Three reasons to distrust microarray results

Even when lab work and statistical analysis carried out perfectly, microarray experiment conclusions have a high probability of being incorrect for probabilistic reasons. Of course lab work and statistical analysis are not carried out perfectly. I went to a talk earlier this week that demonstrated reproducibility problems coming both from the wet lab and from the statistical analysis.

The talk presented a study that supposedly discovered genes that can distinguish those who will respond to a certain therapy from those who will not. On closer analysis, the paper actually demonstrated that is it possible to distinguish microarray experiments conducted on one day from experiments conducted another day. That is, batch effects from the lab were much larger than differences between patients who did and did not respond to therapy. I hear that this is typical unless gene expression levels vary dramatically between subgroups.

The talk also discussed problems with reproducing the statistical analysis. As is so often the case, data were mislabeled. In fact, 3/4 of the samples were mislabeled. Simply keeping up with indexes is the biggest barrier to reproducibility.
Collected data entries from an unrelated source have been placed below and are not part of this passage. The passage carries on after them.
PR #1418, opened 2021-03-05
Options class in base_battery_model

### LINKED ISSUE #894: Model options class
**Summary**
Create a class to set model options with helper methods such as `info` to view the current set of model options. 

 **Motivation**
Makes it easier to set model options without having to look through the documentation. Also creates a natural place in the documentation for putting model options (instead of base_battery_model).

priyanshuone6:
# Description
Create class Options to modularize model options

Fixes #894 

## Type of change

# Key checklist:

## Further checks:


priyanshuone6:
Adding `Options.print_options()`, `Options.print_detailed_options()` and `Options.update` functionalities are still remaining.

pybamm/models/full_battery_models/base_battery_model.py
```diff
@@ -474,6 +358,140 @@ def options(self, extra_options):
                 )
             )
 
+        super().__init__(options.items())
+
+    def print_options(self):
+        print(self.items())
```
tinosulzer, line 364: For this part I was thinking the options class could have a `possible_options` attribute which would look something like
```python3
self.possible_options = {
"surface form": ["false", "differential", "algebraic"], 
"thermal": ["isothermal", "lumped", "x-lumped", "x-full"],
...
}
```
And then instead of having to check each option individually, we can automate that check, something like
```python3
for option, value in self.options.items():
    if value not in self.possible_options[option]:
         raise pybamm.OptionError(f"{option} '{value}' not recognized. Possible options are {self.possible_options[option]}")
```
Then `print_options` should print both the possible options and which one was selected, e.g.
```python3
 {
"surface form": "false" (possible: ["false", "differential", "algebraic"]), 
"thermal": "lumped" (possible: ["isothermal", "lumped", "x-lumped", "x-full"]),
...
}
```

priyanshuone6: @tinosulzer This is what I came up with
```
self.possible_options = {
"surface form": ["false", "differential", "algebraic"], 
"convection": ["none", "uniform transverse", "full transverse"], 
"current collector": ["uniform", "potential pair", "potential pair quite conductive"], 
"dimensionality": [0, 1, 2], 
"interfacial surface area": ["constant", "varying"], 
"thermal": ["isothermal", "lumped", "x-lumped", "x-full"], 
"cell geometry": ["arbitrary", "pouch"], 
"SEI": ["none", "constant", "reaction limited", "solvent-diffusion limited", "electron-migration limited", "interstitial-diffusion limited", "ec reaction limited"], 
"SEI film resistance": ["none", "distributed", "average"], 
"SEI porosity change": ["true", "false"], 
"lithium plating": ["none", "reversible", "irreversible"], 
"loss of active material": ["none", "negative", "positive", "both"], 
"operating mode": ["current", "voltage", "power"], 
"particle cracking": ["none", "no cracking", "negative", "positive", "both"], 
"particle": ["Fickian diffusion", "fast diffusion", "uniform profile", "quadratic profile", "quartic profile"], 
"particle shape": ["spherical", "user", "no particles"], 
"electrolyte conductivity": ["default", "full", "leading order", "composite", "integrated"]
}
```
I have few doubts regarding the `possible_options`
- The doc for `electrolyte conductivity` is not written but the code is present, so should this be included?
- What are the possible options for `"side reactions"` and `"external submodels"`
- Possible options for `"total interfacial current density as a state"`, it is false by default and is dependent on ` "SEI film resistance"`
- `"operating mode"` has a `callable(options["operating mode"])` in it, if we automate the check, it may cause errors

tinosulzer: That looks good
- Need to check with @brosaplanella for the electrolyte conductivity
- You can skip the check for side reactions and external submodels
- "total interfacial current density as a state" can be "true" or "false"
- You can have a separate check for callable with operating mode (... `or option == "operating mode" and callable(value)` ...)

tinosulzer (approved):
Looks great, thanks @priyanshuone6 !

It is shocking how often studies simply did not analyze the data they say they analyzed. This seems like a simple matter to get right; perhaps people give little attention to it precisely because it seems so simple.

So, three reasons to be skeptical of microarray experiment conclusions:

High probability of false discovery
Statistical reproducibility problems
Physical reproducibility problems

6 thoughts on “Three reasons to distrust microarray results”

Pingback: The Third Bit » Blog Archive » Three Reasons to Distrust Microarray Results

Pingback: Microarrays may be bad, but not that bad. « Suicyte Notes

Carl December 17, 2008 at 6:47 pm

This hasn’t been my experience it all. I should mention firstly that I use exclusively expression-based microarray methodologies, so I can’t speak about other platforms. We don’t simply report p-values. Instead, we use FDR-corrected q-values. Of the genes that change the most, we only rarely find false positives, and when we do, it’s usually because probe annotations in public databases were faulty (probe actually represented some intergenic transcript, rather than the gene annotated). After hand-curating the offending probes, we can usually reproduce the data. I admit I don’t know the true degree of false negatives. In reference to reproducibility, that’s why we perform multiple n’s, principle component analyses, etc. Though, again, in my hands, most array differences arise from biological, rather than, array methodology variance. I don’t believe I’m alone in that respect, see PMID: 16964229, PMID: 18793455, for example. We’ve even had some of our studies repeated by other labs, and the lists of differentially-expressed genes, even when using a slightly different statistical analysis and different array normalization procedures, were remarkably similar.

Reply ↓

Pingback: Randomise your samples! « I Love Symposia!